Detecting rare and common haplotype–environment interaction under uncertainty of gene–environment independence assumption

Summary Finding rare variants and gene–environment interactions (GXE) is critical in dissecting complex diseases. We consider the problem of detecting GXE where G is a rare haplotype and E is a nongenetic factor. Such methods typically assume G‐E independence, which may not hold in many applications. A pertinent example is lung cancer—there is evidence that variants on Chromosome 15q25.1 interact with smoking to affect the risk. However, these variants are associated with smoking behavior rendering the assumption of G‐E independence inappropriate. With the motivation of detecting GXE under G‐E dependence, we extend an existing approach, logistic Bayesian LASSO, which assumes G‐E independence (LBL‐GXE‐I) by modeling G‐E dependence through a multinomial logistic regression (referred to as LBL‐GXE‐D). Unlike LBL‐GXE‐I, LBL‐GXE‐D controls type I error rates in all situations; however, it has reduced power when G‐E independence holds.

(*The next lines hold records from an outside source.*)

PR #4658, opened 2022-10-13
Set enr.tcp to default to port/defaultP2pPort

g11tech:
Earlier we used to default to set the port/defaultP2pPort for enr.tcp.

 But the latest code doesn't seem to be setting enr.tcp which is missing in the generated ENR. This PR re-adds the default back and also simpifies enr.udp assignment.

### DIFF
--- a/packages/cli/src/cmds/beacon/handler.ts
+++ b/packages/cli/src/cmds/beacon/handler.ts
@@ -14,6 +14,7 @@ import {BeaconNodeOptions, exportToJSON, FileENR, getBeaconConfigFromArgs} from 
 import {onGracefulShutdown, getCliLogger, mkdir, writeFile600Perm} from "../../util/index.js";
 import {getNetworkBootnodes, getNetworkData, readBootnodes} from "../../networks/index.js";
 import {getVersionData} from "../../util/version.js";
+import {defaultP2pPort} from "../../options/beaconNodeOptions/network.js";
 import {IBeaconArgs} from "./options.js";
 import {getBeaconPaths} from "./paths.js";
 import {initBeaconState} from "./initBeaconState.js";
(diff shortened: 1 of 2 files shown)


packages/cli/src/cmds/beacon/handler.ts
```diff
@@ -150,16 +151,15 @@ export async function beaconHandlerInit(args: IBeaconArgs & IGlobalArgs) {
...
+  enr.tcp = args["enr.tcp"] ?? args.port ?? defaultP2pPort;
+  // TODO: add `port`/`defaultP2pPort` port as backup as well once we
+  // fix the below discv5 issue
+  //
   // See https://github.com/ChainSafe/discv5/issues/201
-  // if (args.port != null) enr.udp = args.port;
-  if (args.discoveryPort != null) enr.udp = args.discoveryPort;
-
+  const udpPort = args["enr.udp"] ?? args.discoveryPort;
+  if (udpPort != null) enr.udp = udpPort;
```
twoeths, line 161: we should not set udp to enr until the above discv5 issue is resolved

twoeths:
`tcp` is not missing in the generated enr, just checked the `enr` file in unstable group via https://enr-viewer.com/

Screen Shot 2022-10-14 at 08 54 18

packages/cli/src/cmds/beacon/handler.ts
g11tech: this is just previous logic rehashed, 
```
 if (args.discoveryPort != null) enr.udp = args.discoveryPort;
if (args["enr.udp"] != null) enr.udp = args["enr.udp"];
```
so it will not assign udp if  `discoveryPort` and `enr.udp` args are not externally provided

g11tech:
> `tcp` is not missing in the generated enr, just checked the `enr` file in unstable group via https://enr-viewer.com/
> 
> Screen Shot 2022-10-14 at 08 54 18

in a proper network, ENR gets updated because of p2p protocols wherein the node gets poll on what other peers see, but in a testnet where lodestar node is acting as bootnode, this will fail as no node will be able to connect to lodestar bootnode and no updates to ENR will happen.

To control type I error without sacrificing power, we further propose a unified approach, LBL‐GXE, to incorporate uncertainty in the G‐E independence assumption by employing a reversible jump Markov chain Monte Carlo method. Our simulations show that LBL‐GXE has power similar to that of LBL‐GXE‐I when G‐E independence holds, yet has well‐controlled type I errors in all situations. To illustrate the utility of LBL‐GXE, we analyzed a lung cancer dataset and found several significant interactions in the 15q25.1 region, including one between a specific rare haplotype and smoking.